Washington, 17 mai 1949.

À mesure que se prolonge l’occupation du Japon, les activités de la Commission de l’Extrême-Orient s’exercent dans des conditions de moins en moins satisfaisantes. Un tel fait n’a rien de surprenant : chargée de veiller à « l’exécution par le Japon des obligations que lui impose l’acte de capitulation », la Commission avait été conçue à l’origine comme devant être le centre de coordination de la politique alliée dans la « période punitive » comprise entre la reddition du Japon et la signature d’un traité de paix. Cette conception est d’ores et déjà dépassée par les événements.

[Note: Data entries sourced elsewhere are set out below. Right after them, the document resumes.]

PR #517, opened 2016-05-03
Add --no-input so management commands look similar to other Django commands

### LINKED ISSUE #516: Add `--no-input` flag like every other Django command
Currently, Reversion uses `--no-confirmation`, but no one else does that. The expected behavior is `--no-input`.

crccheck:
closes #516 

When Django management commands have a means of skipping confirmation
checks, usually the flag is '--no-input'. The 'deleterevisons' command
uses '--no-confirmation'. Since it functions exactly as you would expect
'--no-input', it makes sense to follow convention. The existing
'--no-confirmation' flag is left deprecated, but there is no schedule
for removal, nor is there a need to remove it any time soon.

Tested by running the test project. I didn't get a deprecation warning to pop up, but I can't tell if that's just me or if I did something wrong.
```
$ cd src/tests

$ ./manage.py migrate

$ python -Walways manage.py deleterevisions
All revisions will be deleted for all models.
Are you sure you want to delete theses revisions? [y|N] y
Deleting revisions...
Done

$ python -Walways manage.py deleterevisions --no-input
All revisions will be deleted for all models.
Deleting revisions...
Done

$ python -Walways manage.py deleterevisions --no-confirmation
/Users/crc/Sync/django-reversion/src/reversion/management/commands/deleterevisions.py:86: DeprecationWarning: --no-confirmation is deprecated, please use --no-input instead
  DeprecationWarning
All revisions will be deleted for all models.
Deleting revisions...
Done

$ ./manage.py deleterevisions --help
...snip...
  --noinput, --no-input
                        Do NOT prompt the user for input of any kind before
                        deleting revisions.
  -c, --no-confirmation
                        Disable the confirmation before deleting revisions
                        (DEPRECATED)
```

I also forced my version of Django to 1.8 got the same results

### DIFF
--- a/src/reversion/management/commands/deleterevisions.py
+++ b/src/reversion/management/commands/deleterevisions.py
@@ -1,6 +1,8 @@
 from __future__ import unicode_literals
 
-import datetime, operator
+import datetime
+import operator
+import warnings
 from functools import reduce
 
 from django.core.management.base import BaseCommand
@@ -57,11 +59,16 @@ Examples:
             action="store_true",
             default=False,
             help="Force the deletion of revisions even if an other app/model is involved")
+        parser.add_argument("--noinput", "--no-input",
+            action="store_false",
+            dest="interactive",
+            default=True,
+            help="Do NOT prompt the user for input of any kind before deleting revisions."),
         parser.add_argument("-c", "--no-confirmation",
             action="store_false",
             dest="confirmation",
             default=True,
-            help="Disable the confirmation before deleting revisions")
+            help="Disable the confirmation before deleting revisions (DEPRECATED)")
         parser.add_argument("-m", "--manager",
             help="Delete revisions only from specified manager. Defaults from all managers.")
         parser.add_argument("--database",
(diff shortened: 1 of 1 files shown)


src/reversion/management/commands/deleterevisions.py
```diff
@@ -71,7 +78,14 @@ def handle(self, *app_labels, **options):
         days = options["days"]
         keep = options["keep"]
         force = options["force"]
-        confirmation = options["confirmation"]
+        interactive = options.get("interactive")
+        if not options.get("confirmation"):
+            interactive = False
+        warnings.warn(
```
etianen: If I read this correctly, the deprecation warning will be emitted irrespective of whether the "confirmation" argument is given. I think we need something like:

``` py
if options["confirmation"] is False:
    interactive = False
    warnings.warn(  # etc...
```

crccheck: oops! I de-dented it to make it warn all the time and forgot to undo before committing.

crccheck:
Ok, I figured out how to get the deprecation warning to show and updated the PR description to use `python -Walways manage.py deleterevisions`. I don't know if end users will ever see the warning since Python doesn't show deprecation warnings by default.

src/reversion/management/commands/deleterevisions.py
```diff
@@ -203,14 +217,14 @@ def handle(self, *app_labels, **options):
...
-        
+
         try:
             revision_query.delete()
         except DatabaseError:
             # may fail on sqlite if the query is too long
             print("Delete failed. Trying again with slower method.")
             for item in revision_query:
                 item.delete()
-
```
crccheck: I have my editor configured to strip trailing whitespace. I tried to `git add -p` just the non-whitespace changes but some got through.

etianen: My editor is set up a lot more strictly than it was when I wrote reversion, so this sort of thing happens all the time! No worries!

etianen:
Appreciate your help here! :)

Aucun traité de paix n’ayant pu être signé par suite de la tension américano-russe, l’occupation, en se perpétuant, a progressivement changé de caractère : l’entreprise militaire du début s’est transformée, suivant l’expression employée le 2 mai dernier par le général MacArthur, en une « direction amicale », les troupes américaines jouant à présent le rôle d’une « force de protection ». La conclusion logique de cette évolution, c’est le relâchement de tous les contrôles imposés jusqu’ici par les autorités d’occupation mais qu’adviendra-t-il alors du contrôle exercé par la Commission de l’Extrême-Orient ?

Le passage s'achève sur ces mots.